Artificial Bases Added to DNA
holy_calamity writes "Researchers have successfully added two 'unnatural' DNA letters to the code of life. They created two artificial base pairs that are treated as normal by an enzyme that replicates and fixes DNA inside cells. This raises the prospect of engineering life forms with genetic code not possible within nature, allowing new kinds of genetic engineering."
Does this really sound like a good idea?
What do we really understand about the human body? How much do we understand about infectious diseases, or the effects of environmental pollutants?
Why do we spend money on this when they can't even predict what use it could have? It could create new proteins. What could they do? They could be incredibly toxic. They could be the basis for some form of organic life we have no means to defend ourselves from. They could be a novelty toy in the lab.
As antibiotics lose effectiveness and new viruses mutate in potential pandemics, this seems more like buying a lottery ticket than real science. Only this lottery ticket could get us killed in a number of ways...What level of containment is the lab they're working in? Can they be sure they won't create some self-replicating disease?
In a way the biological sciences are FAR more dangerous than particle or nuclear physics - there are little in the way of controls for these people and their equipment costs a lot less.
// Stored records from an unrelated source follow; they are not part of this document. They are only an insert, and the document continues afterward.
PR #1642, opened 2016-11-14
Support for workdir on S3 

### LINKED ISSUE #1437: Enhancement proposal: Usage of S3 file system
Given that the bcbio [roadmap](https://github.com/chapmanb/bcbio-nextgen/blob/master/TODO.md) includes replacing the shared file system with S3 when running on AWS (which would be super-extra-awesome): there is a new fuse'd file system that enables mounting S3 buckets with local (non-root) user permissions that is high-performance and 'just works'. Obviously, some of the POSIX semantics is lost, but these aren't used by bcbio anyway if files are copied from local storage (permissions, directly appending to existing files). 

I tried all (well, about four or five) of the competing implementations, and this single `go` binary just blows them out of the water: https://github.com/kahing/goofys 

Perhaps this could enable a light/drop-in solution to running bcbio from S3 without changing too much of the underlying implementation?

tetianakh:
Resolves #1437.

Changes in bcbio:

* Refactoring of distributed/transaction.py: break up the code into smaller functions, add unit tests.
* Change default tmp dir location to /tmp/bcbiotx. We do not want to create a tmp dir in a working directory (unless specified otherwise in a config file).
* Attempt to unify the way file_transaction is used in the codebase. To make the behaviour of file_transaction dependent on configuration provided by user, we must always pass the config as an argument to the file_transaction. Otherwise, the behaviour specified in config _cannot be consistently enforced_. Only small number of file_transaction calls was changed.
* When moving a file from temp dir to a work dir, create an empty "flag" file, then check the sizes of the files are equal, and remove the "flag" file. In case of error, the flag file remains in the working directory. 
* Wrap certain steps of rnaseq and variant calling pipelines into file_transaction (see the changes in code).
* Minor bug fixes in multiqc, utils, alignprep
* Add integration tests for the pipelines which must work with a workdir on S3. To test if a pipeline works with a workdir on S3, one has to mount a bucket with goofys and change a work dir for tests. I've added a mount.sh script to tests, which should be run with `source path/to/mount.sh`. Sadly, running such tests cannot be a part of CI, because it requires access to and S3 bucket.

Installation of goofys fs and mounting of S3 bucket should be a part of provisioning, so it is not included in the bcbio.

Changes in test suite:
* Split tests into unit (do not require any additional dependencies, test only bcbio module) and integration (require tools and input data, perform disk IO, etc)
* Keep tests which depend bcbio_nextgen_vm separately
* Use py.test as a test running framework, because it is simpler, cleaner, outputs much more useful messages for failed tests, has a number of useful plugins, and takes full advantage of python's dynamicity. 
* Add test coverage to CI builds, separately for unit and integration tests.
* Run ALL tests in CI that do not require installation of additional tools (like GATK) or databases. Integration tests are run in the docker container, built on top of bcbio/bcbio using the Dockerfile_dev. 

WARNING!  To make some tests pass, I've had to install/upgrade the following dependencies:
multiqc-bcbio=0.1.6 
goleft=0.1.6 
tophat-recondition=1.4
As the list of dependencies is not a part of the codebase, I cannot include the requirement for those versions into the pull request. 

WARNING! Some tests are currently failing (see the CI builds for logs). Those tests are related to the parts of bcbio that I didn't have a chance to work with, and although I did my best to make them pass, I couldn't figure out how to do that in case of test_7_cancer from test_automated_analysis.py and test_5_find_fastq_pairs from test_pipeline.py.


chapmanb:
Tetiana;
This is so incredible, thanks for all the work that went into this. We pushed out the latest release and would be happy to get this merged. I think a couple of recent changes caused conflicts -- if you're able to get up to date with the latest master and resolve these we can get this in.

My major concern with the functionality changes is the decision to use a global temporary directory (`/tmp/bcbiotx`) as a default instead of local. I understand how this would be useful for your case, but for the currently more common shared filesystem case the other default is much more likely to work out of the box. `/tmp` is pretty likely to get filled up on most systems with big workflows, hence the default to a local disk unless specified otherwise. Could we swap this back to using the current default with an easy way to switch over to the global temporary directory?

For testing, would it also be possible to update the documentation for running the tests (http://bcbio-nextgen.readthedocs.io/en/latest/contents/testing.html#test-suite). I'm also sad to see `run_tests.sh` go as it avoiding folks needing to have the testing framework installed separately, although we could also add py.test as a top level dependency so it's present in the PATH alongside bcbio_nextgen.py. Did you have a specific reason for removing the small `./run_tests.sh` wrapper.

Thanks again for this, definitely happy to discuss and get this pushed as soon as we can so folks can begin using it.

schelhorn:
I agree, local temporary disks should be used wherever possible to prepare data for transfer to S3. @tetianakh, I believe that is also what we intended, isn't it?

tetianakh:
@chapmanb thank you very much for the feedback! Sorry for the ling reply, I was on a conference, but now I'll implement the fixes ASAP.

tetianakh:
@chapmanb why is it needed to pass a specific directory location for the temporary directory (the second argument for `tx_tmpdir`)?

chapmanb:
Tetiana -- thanks so much for looking at these. The second argument for `tx_tmpdir` is optional and not required if you pass the `data` object since it pulls the choice from the configuration or else defaults to the current directory. `base_dir` just provides a different way to use this function if you didn't have a `data` object or wanted to specify some different location, but can generally be left as None for the work you're doing. Hope this helps.

tetianakh:
@chapmanb 
I've brought back run_tests.sh (changing the test runner inside to py.test), changed the default tmpdir to current working directory, brought back base_dir argument into tx_tmpdir, and updated the docs. 

I advocate for keeping dev and testing dependencies separately from the rest of dependencies. Bcbio installs hundreds of packages -- 656 only via conda -- and throwing in something which is not required to run bcbio on production won't help in managing the dependencies. py.test and fiends can be installed in a virtual environment (or in a conda environment), eliminating the need to determine where the test runner is via `run_tests.sh`. The command to run tests is simply `py.test`,  or `py.test tests/integration` to run a subset of tests, so wrapping it in a script seems redundant in my humble opinion, that's why I removed it initially.

chapmanb:
Tetiana and Sven-Eric -- thank you again for this great contribution. I merged into development and we can iterate and test with this all included. I also added you to the list of contributors, please let me know if you need a different affiliation or anything else. We really appreciate this. I'm looking forward to experimenting with the S3 mounted support and learning all about the wonders of py.test.

chapmanb:
Tetiana;
I'm working on updating the development resources for the bcbio install so it gets everything we need for testing and have a quick question: what was the motivation for needing multiqc-bcbio, goleft and tophat-recondition with the standard bcbio install (as opposed to the tool installation)? Ideally we're only including python and other imported dependencies with bcbio and the tools are installed as a separate step.

tetianakh:
@chapmanb yes, they belong to tools, of course you're right.

PR #1658, opened 2016-11-28
Seq2C concurrency fix, and QualiMap BAM symlink

vladsaveliev:
1. Avoiding concurrency writing issue when preparing BED for Seq2C. I also moved `clean_inputs` into `sample.py` to avoid circular imports.

2. Small fix in QualiMap running. MultiQC reads the sample name as the base input BAM file name stored in genome_results.txt. Instead making a BAM symlink specifically for QualiMap (which led to uploading the whole BAM file to the final dir), make it sed the genome_results.txt to substitute the file name.


chapmanb:
Vlad -- brilliant, thanks so much for these fixes. I got them all merged in with the other upstream changes so should be good to go in development now. Much appreciated.

vladsaveliev:
I noticed the conflict and pushed another commit seconds after you merged. But Tetiana's fix to remove that symlink in qualimap.py works too, so not a big deal. Thank for merging Brad!

Issue #1653, opened 2016-11-25
using vep 86 in bcbio


matthdsm:
Hi Brad,
Is there a reason the latest version of VEP wasn't included into the latest release? I understand if it isn't possible to include all the modifications I've requested earlier, but I think as for the vep release, newer = better no?

Thanks again!
M

chapmanb:
We hadn't yet worked on any of the additional VEP modules you added, so haven't worked on bumping the database and tool version yet. I was hoping to get dbNSFP working and then see about the possibility of adding in the new modules. There is potentially some value in just increasing versions, but also downsides. It requires testing to ensure the new version is actually better, and also imposes the cost of re-building the data indexes for everyone. Definitely happy to support you if you have the ability to test the new version and include the additional modules, sorry we haven't had the opportunity to do so yet.

matthdsm:
Hi Brad,

Thanks for the quick response. What steps need to be taken for the newest release to be included? I saw that someone else had taken on the dbNSFP issue, as I haven't had much time anymore to further solve any issues. I do think this problem is resolved now?

As for the testing of the latest version, currently our pipeline is set up to just use bcbio for mapping, variant calling and QC. After this is finished, we use VEP v86 and all plugins mentioned earlier to annotate the resulting VCF, after which we use vcf2db to create a gemini compatible db (support for hg38). This method has yielded some great results, both for GRCh37 and hg38, with several clinical cases solved using the resulting db. So we know it actually works.

We'd be delighted if we could plug this method into bcbio, because of the underlying parallelization, which should speed up our analysis significantly. The recipe for vep 86 is in bioconda and works fine.
It also includes the files needed for the plugins to run.

I would like to propose the following steps to be taken
- [ ] Bump vep to v86
- [ ] Add ggd recipe for dbNSFP (hg38)
- [ ] Add ggd recipe for dbSCNV (GRCh37 and hg38)
- [ ] (if possible) Add mechanism that allows users to set the required dbNSFP fields manually (e.g. in the bcbio_system.yaml)
- [ ] (if possible) Add mechanism that allows users to activate/deactivate vep plugins.

I'd be happy to help develop/set this up. There is also still some work that needs to be done on the bioconda recipes for GeneSplicer and MaxEntScan, but perhaps I could ask some help on that front from the bioconda community.

I'd love to hear your thoughts on this. We're so close to being able to use bcbio as our go to pipeline for almost every routine analysis.

Thanks!
M

[...]

PR #1659, opened 2016-11-29
made dbNSFP fields modifiable, added dbNSFP for hg38

matthdsm:
Hi Brad

I've tried to make some modifications to how dbNSFP was called with VEP. As I said in #1653 , It'd be nice I the users could modify which fields are used.

This PR aims to do just that. However, I haven't been able to test this (how should I go about that?).
Do you think this seems allright?

this goes together with chapmanb/cloudbiolinux#233

Thanks
M

### DIFF
--- a/bcbio/variation/effects.py
+++ b/bcbio/variation/effects.py
@@ -131,6 +131,7 @@ def run_vep(in_file, data):
                 if is_human:
                     dbnsfp_args, dbnsfp_fields = _get_dbnsfp(data)
                     loftee_args, loftee_fields = _get_loftee(data)
+                    dbscsnv_args, dbscsnv_fields = _get_dbscsnv(data)
                     prediction_args = ["--sift", "b", "--polyphen", "b"]
                     prediction_fields = ["PolyPhen", "SIFT"]
                 else:
--- a/bcbio/variation/effects.py
+++ b/bcbio/variation/effects.py
@@ -190,6 +190,18 @@ def _get_loftee(data):
     args = ["--plugin", "LoF,human_ancestor_fa:%s" % ancestral_file]
     return args, annotations
 
+def _get_dbscsnv(data):
+    """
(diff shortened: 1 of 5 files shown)


chapmanb:
Thanks for this. The approach looks great to me. Could you make the default dbNSFP annotations the same as previously so that folks upgrading get the previous behavior? It's great to allow people to adjust but would like to make the experience consistent for anyone who is currently reliant on the existing behavior. Thanks again.

matthdsm:
Done!
Do you suppose this will work out of the box? I don't really have an idea how I should best test this before doing a PR.

matthdsm:
I tried adding the dbscSNV plugin in the latest commit, I thinks that should do the trick, but I might have forgotten to make some other changes somewhere. This does depend on the upgrade to vep_86, since the plugin file isn't included in the vep_83 recipe.

chapmanb:
Thanks for working more on this. I'm happy to merge the dbNSFP changes if you can separate out your branches again. No problem to close and re-open or whatever works best for you. For testing, you can install your development version of the code into your current installation (or a second development installation) and the details about how we typically are here:

http://bcbio-nextgen.readthedocs.io/en/latest/contents/code.html#development-infrastructure

Hope this helps.

matthdsm:
Ok, I think I reverted everything that doesn't belong here. If you don't see any more issues, merge away!

chapmanb:
Thanks, this looks great to me but I'm not able to cleanup the messy history of this because of the merges. Would it be possible to create a new clean branch submit a PR from that? You could do without any git magic with:
```
git checkout -b vep-dbnsfp
wget https://patch-diff.githubusercontent.com/raw/chapmanb/bcbio-nextgen/pull/1659.diff
patch -p1 < 1659.diff
```
and then submit from that new branch. I could do but wanted to give you credit for your work in the git history. I'll close this for now and can merge your new PR whenever ready.

PR #1783, opened 2017-01-24
First successful ubuntu 16.10 aws ansible run

brainstorm:
Solves ansible bootstrapping problems on new Ubuntu and unix socket issues:

https://github.com/ansible/ansible/issues/11536#issuecomment-120092814
https://stackoverflow.com/questions/32429259/ansible-fails-with-bin-sh-1-usr-bin-python-not-found#34402816


chapmanb:
Roman -- thanks so much for all these. Will be updating soon with better docs and more automation of VPC setup.

PR #1788, opened 2017-01-26
VarDict support: failing bcftools when no variants called

cbrueffer:
In case VarDict hasn't called any variants, the bcftools call added to the commandline in commit 83ff6cce76ad772f553be65f05efcd60ef7c7e9b results in an uncaught error.

With bcftools 1.3, this is the error message: "Failed to open -: unknown file type"

The patch in this PR handles the problem, but spams the log with stack traces. Calling do.run() with log_error=False would work, but potentially hide other failures.

There must be a better way, any suggestions?

### DIFF
--- a/bcbio/variation/vardict.py
+++ b/bcbio/variation/vardict.py
@@ -145,13 +145,20 @@ def _run_vardict_caller(align_bams, items, ref_file, assoc_files,
                             vcfutils.write_empty_vcf(tx_tmp_file, config, samples=[sample])
                         else:
                             cmd += " > {tx_tmp_file}"
-                            do.run(cmd.format(**locals()), "Genotyping with VarDict: Inference", {})
+                            try:
+                                do.run(cmd.format(**locals()), "Genotyping with VarDict: Inference", {})
+                            except:
+                                vcfutils.write_empty_vcf(tx_tmp_file, config, samples=[sample])
+
                 else:
                     if not _is_bed_file(target):
                         vcfutils.write_empty_vcf(tx_out_file, config, samples=[sample])
                     else:
                         cmd += " > {tx_out_file}"
-                        do.run(cmd.format(**locals()), "Genotyping with VarDict: Inference", {})
+                        try:
+                            do.run(cmd.format(**locals()), "Genotyping with VarDict: Inference", {})
+                        except:
+                            vcfutils.write_empty_vcf(tx_out_file, config, samples=[sample])
             if num_bams > 1:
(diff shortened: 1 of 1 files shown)


chapmanb:
Christian -- sorry about the issue. What version of bcbio are you seeing this problem with? There was a bug in latest development for a day (https://github.com/chapmanb/bcbio-nextgen/commit/9d5232684763db34accb6837712bfcf9423c0a02 to https://github.com/chapmanb/bcbio-nextgen/commit/3b1945f01064314611d6e2cd0947b5d20a5c62cb) 3 days ago that caused this problem by ending up with empty BED files feeding into VarDict. VarDict will produce a valid VCF header if there are no variants but wasn't doing the right thing with no BED files.

If you were running that version: updating, removing the vardict directory and re-running will fix. Hope this explains the issue and sorry about the problem.

cbrueffer:
Hi Brad, thanks for the feedback! This is with bcbio-nextgen 1.0.1 and vardict-java 1.4.8. When I first saw the error it was with a non-empty BED file, although I can't tell whether that's always the case.

cbrueffer:
This is the exact call that results in no output from VarDict-java; the BED file is non-empty:

vardict-java -G /casa3/nobackup/med-csb/software/bcbio/genomes/Hsapiens/hg38-mut-cb/seq/hg38-mut-cb.fa -f 0.02 -N XXXXXXX_1_l_r_m_c_lib_g -b /tmp/med-csb-runtest/SCANB-XXXXXXX/work/align/XXXXXXX_1_l_r_m_c_lib_g/1_2017-01-26_SCANB-XXXXXXX.bam -c 1 -S 2 -E 3 -g 4 -Q 10 /tmp/med-csb-runtest/SCANB-XXXXXXX/work/vardict/chr11_KI270721v1_random/XXXXXXX_1_l_r_m_c_lib_g-chr11_KI270721v1_random_0_100000-unmerged-regions-regionlimit.bed

cbrueffer:
var2vcf_valid.pl only prints a VCF header if it found any variants in its input. Modifying var2vcf_valid.pl to print the header unconditionally fixes the bcftools issue as well. Maybe we should add an option for this?

chapmanb:
Christian;
Thanks for the example case, this helps a lot. I tracked this down to a recent change in the var2vcf scripts only for non-paired cases. This got triggered when we updated the VarDict perl scripts for another case, apologies for missing it. I'll work on preparing a new bioconda package with the fixes and then will report back here. Thanks again for the help debugging.

cbrueffer:
Excellent, thanks Brad!

PR #1790, opened 2017-01-27
Fix race condition in coverage QC 

vladsaveliev:
In coverage bed cleaning and merging, and also padded bed preparation.


chapmanb:
Thanks so much for catching this and the quick fix, Vlad.

PR #1806, opened 2017-02-08
VEP: fix for genesplicer plugin

matthdsm:
Hi Brad,

Apparently, the genesplicer function called the executable dir, instead of the executable itself. An oversight which didn't come out during my testing, since the genesplicer resource seemed unavailable.

Anyways, this should fix it.

Thanks
M


chapmanb:
Awesome, glad this is working now thanks for testing it out. Much appreciated.

Issue #1808, opened 2017-02-08
How to accumulate QC files over multiple bcbio runs?


NeillGibson:
Hi Brad, 

We want to accumulate the QC files of the increasing cohorts of samples that we sequence. 

We re-variant call all samples when our cohorts expands (we get new samples)  to get a square genotype table over all samples.  
This leads to fastqc and samtools stats being run for samples for which we already have fastq and samtools stats files. See https://github.com/chapmanb/bcbio-nextgen/issues/1807

When a (re)variant calling is finished we would like to copy the samtools and fastq zip files to another directory were we accumulate them so we later can generate on-demand (aggregated) reports on those files with multi-qc or other tools. 

The only way we current see to do this is to do a find exec on the stats files in the bcbio final directory to copy them to the accumulation directory. E.g.
```
find /bcbio_run_123/final/ -name *zip -exec cp {} /accumulatated_QC_files/fastq \; 
find /bcbio_run_123/final/ -name *txt -exec cp {} /accumulatated_QC_files/samtools \; 
```
This would be easier if the samtools and fastq file names include not only the sample name but also `samtools` and  `fastq` in the name. These find execs currently select not just the intended QC files but also other files. 

Another option would be that bcbio outputs a list of QC files per sample. I am not sure how easy / difficult it would be to implement that but it sure would be useful for accumulating the QC files over multiple bcbio analysis runs. 

Thank you. 

Neill

chapmanb:
Neill;
Thanks for all this discussion, definitely re-running/combining from multiple projects is not a strong point of bcbio and happy to try and improve this.

The simplest way to do this right now is to save the sample qc directories from `work/qc/sample-name`. These are equivalent to the directories in `final/sample-name/qc` but named in an easier way for dropping into a new run. Putting them into `work/qc` before running will skip re-calculating them and include them in the final MultiQC report.

Unfortunately we don't have much flexibility on file naming in many cases since MultiQC needs to use the filename to determine the sample. So if we call a file `samplename-samtools.txt` it will call is `samplename-samtools` instead of `samplename`. This is true for any files where the same name is not embedded in the output report somewhere. So keeping the directory structure is the easiest way to approach it.

There is also #1708 which aims to something similar and make it easier to run a consolidated MultiQC following the initial run. This would be helpful in parallel to explicitly saving the work directories in re-runs, so you can re-combine with MultiQC without a re-run.

Does saving/copying the QC directories work for what you'd need?

[...]

PR #1821, opened 2017-02-18
MultiQC: upload file list into final

vladsaveliev:
1. Refactored the upload code a little to separate the functions that only return paths from the functions that actually upload files (e.g. `update_file` vs. `get_upload_path`)
2. Added a function that returns all paths that would to be uploaded for current run.
3. Use that function to generate `list_files_final.txt` for multiqc (partly resolves https://github.com/chapmanb/bcbio-nextgen/issues/1708)

Unfortunately that works only for the filesystem now. I don't have an infrastructure to test similar changes for other upload methods, so I hesitated with this PR. But I figured that might be a good idea to share my changes anyway so you might have suggestions and ideas, and then I or Brad or Lorena could move forward with finalising this, or rewriting, or continuing towards #1808

### DIFF
--- a/bcbio/qc/multiqc.py
+++ b/bcbio/qc/multiqc.py
@@ -68,7 +68,7 @@ def summary(*samples):
                 if "summary" not in data:
                     data["summary"] = {}
                 data["summary"]["multiqc"] = {"base": out_file, "secondary": data_files}
-                file_list_final = _save_uploaded_file_list(samples, file_list, out_dir)  # keep this line after out.append([data])
+                file_list_final = _save_uploaded_file_list(samples, file_list, out_dir)
                 if file_list_final:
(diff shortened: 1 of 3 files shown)


chapmanb:
Vlad;
Thanks for this, it looks great. I'm happy to have a filesystem only implementation at this point and we could extend to S3/iRODs and friends over time.

One small suggestion, what do you think about making the paths in the final multiqc file relative to the project directory? You may already do this but I didn't spot it from reading the code. This way things could be a little more "relocatable" if you need to move/combine multiple samples into another directory structure.

Thanks again for doing this.

vladsaveliev:
Thanks for a suggestion! Made the paths relative to the upload root.

chapmanb:
Brilliant, thanks again for tackling this. Much appreciated.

People cite science fiction disparagingly all the time - "Oh sure, some sort of plague will occur just like the book by so-and-so."
It should be remembered that science fiction authors are like philosophers of old - they get paid to dream and speculate about the future - some are better than others - and a lot of stories are based on themes that have already occurred in some form or another.
If you want to create some novel form of protein or replicating molecule - do it in level 4 containment, k?